While nothing official has been announced yet, it looks like this happened.

Note that it was the Fertitta brothers that bought Pride, not Zuffa.


----------



## Makalakumu (Mar 19, 2007)

Now that would be sweet!  I hope Crocop kicks Couture in the head and ends up defending his title against Fedor!


----------



## matt.m (Mar 19, 2007)

That is interesting.  If that is true then the UFC has 0 competition at all.


----------



## gixxershane (Mar 19, 2007)

i think this will help the ufc come more main streem.. it will also bring a lot more tallent into the ufc..


----------



## Hand Sword (Mar 19, 2007)

If true is it all UFC now, or will the Pride name remain, with a separate show going on? All that is left is this Bodogfight (spelling?).


----------



## Andrew Green (Mar 19, 2007)

no idea, the official announcement hasn't even been made yet, so this is really still just a rumor.


----------



## mrhnau (Mar 20, 2007)

I don't necessarily think consolidation is a bad thing. look at boxing for instance. Anyone can fight anyone, even though you have seperate organizations/belts. I think consolidating the talent is going to make for some great fights in the future. The only thing that might be missed will be the ring vs octagon. I wonder how they will deal with that? Or the subtle rule differences? Go with the UFC rule set?


----------



## Brian R. VanCise (Mar 20, 2007)

I think this is a good thing in my opinion.  However only time will tell.


----------



## phlaw (Mar 20, 2007)

If it is true, they need to remain as separate entities. It would be much wiser for them.


----------



## Odin (Mar 20, 2007)

hmmm not sure if this will be good....where will pride be held then? in Japan or america?

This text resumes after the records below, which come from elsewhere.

PR #130, opened 2021-01-04
Delegation

SimonMen65:
Happy New Year Everyone!

In this PR I added the delegation functionality to the project, details are basically described in commit messages.

The branch has passed all tests that & already rebased on the latest theupdateframework:master.

There are 198 files being changed but most of them are regenerated testdata by using client/testdata/go-tuf/regenerate-metadata.sh 

The basic idea of adding this functionality is by changing the Target data-struct similar to Root data-struct, which enables Target role to delegate other target roles. 

Readme is updated which contains detailed procedure of add/remove delegations, add/remove target files to delegated target roles.


lukpueh:
Happy New Year to you too, @SimonMen65. Please fix the git history in your PR and let us know when this is ready for review.

SimonMen65:
@lukpueh Can you be more specific about "fix git history"? I'm confused if you mean there are some lab guidelines I didn't follow or something else. Thanks!

lukpueh:
Did you take a look at the commits pane of your PR? Does anything in that commit history look odd to you and/or remind you of something mentioned very prominently in the [git history guideline document](https://github.com/secure-systems-lab/lab-guidelines/blob/master/git-history.md)?

SimonMen65:
@lukpueh I have read the git history guideline and I think it's ready to review. Leave comments if there's anything wrong.

lukpueh:
The TL;DR of the git history guideline document says, ["avoid merge commits in your feature branch"](https://github.com/secure-systems-lab/lab-guidelines/blame/53f1c1283a0d3748e0abc0f77f2505b924e68b73/git-history.md#L19-L22). If you look at your git history in the commits pane of this PR, you can see that there is a merge commit, which is also the reason why most of your commits appear twice, which is what I meant when I asked you if anything looked odd to you.

SimonMen65:
Hmm looks strange, because I didn't use "merge" command but used "rebase" command and now it appears to be a merge.

SimonMen65:
@lukpueh Now I reset to previous versions and it turns out to be wired. In the checks I saw that they collapsed during "format Unix" stage and I have no idea what happened, nor did the raw log had given me any clues. The tests have all passed at my local so it shouldn't be the problem of codes. I've also checked go.sum with theupdateframework:master:go.sum and it seems the same. Hop you can give me a clue of this clash.

SimonMen65:
Problem solved, simply because didn't format the code; already turned on "Format On Save" mode. I think you can start review the code

repo.go
```diff
@@ -877,3 +1048,315 @@ func (r *Repo) timestampFileMeta(name string) (data.TimestampFileMeta, error) {
...
+func (r *Repo) DelegateAddTargetWithExpires(nameJSON string, path string, custom json.RawMessage, expires time.Time) error {
+	if !strings.Contains(nameJSON, ".json") {
+		nameJSON = nameJSON + ".json"
+	}
+	return r.DelegateAddTargetsWithExpires(nameJSON, []string{path}, custom, expires)
+}
+
+//DelegateAddTargetsWithExpires add targets to non-top target role with expire date
+func (r *Repo) DelegateAddTargetsWithExpires(nameJSON string, paths []string, custom json.RawMessage, expires time.Time) error {
+	if !strings.Contains(nameJSON, ".json") {
```
mnm678, line 1257: I'd also make sure the '.json' is at the end of the string, here and elsewhere in this file

repo.go
```diff
@@ -664,6 +772,17 @@ func (r *Repo) SnapshotWithExpires(t CompressionType, expires time.Time) error {
...
 		return err
 	}
+
+	//Expand snapshotManifest to include delegated roles
+	targ, err := r.targets()
+	if err != nil {
+		return err
+	}
+
+	for name := range targ.Roles {
```
mnm678, line 782: What if delegated roles have delegations?

mnm678 (commented):
Great work! I left a couple of comments inline, but I also have some more general comments/questions:
* I'm not sure if this will support nested delegations (for example if targets delegates to role A who further delegates to role B). 
* It might be nice to generate some test metadata that includes delegations, just to make sure everything works as expected

data/types.go
```diff
@@ -208,11 +244,13 @@ func (f TargetFileMeta) HashAlgorithms() []string {
 }
 
 type Targets struct {
```
asraa, line 246: should this also include a Delegations JSON object? It seems like keys are added into a Keys JSON dictionary, rather than nested in a Delegations object like these examples:
https://github.com/theupdateframework/tuf/blob/f4ffb9dbaabfa6e0df22091b7a6ca63f0dec9377/tests/repository_data/repository/metadata/targets.json#L10-L11

trishankatdatadog:
Closing in favor of #175. Thanks for all your hard work, Simon, I think they were useful for that PR!

PR #132, opened 2021-05-21
Add public function to parse root keys

alexey-igrychev:


alexey-igrychev:
I apologize, PR was created by accident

It will make fighter cross overs easier but i prefer the variety of being able to watch more then one org with Top fighters.


----------



## Raiderbeast (Mar 20, 2007)

From MMAWeekly:

The rumors swirling around the sale of Pride FC have been ongoing for quite some time, but things flared up again on Monday when Sherdog.com started talking about strong rumors from some of their sources, who said that the deal has finally been struck. 

MMAWeekly has confirmed with our own sources, including sources in Japan that are extremely close to the situation, that the deal has indeed been reached. From what we understand, Frank and Lorenzo Fertitta have come to an agreement that would put Pride in their hands. But remember, that is an agreement, not a finalized transaction. As with any business transaction as complex as the purchase of one company by another, things are never 100% finalized until the proverbial keys to the front door have finally changed hands.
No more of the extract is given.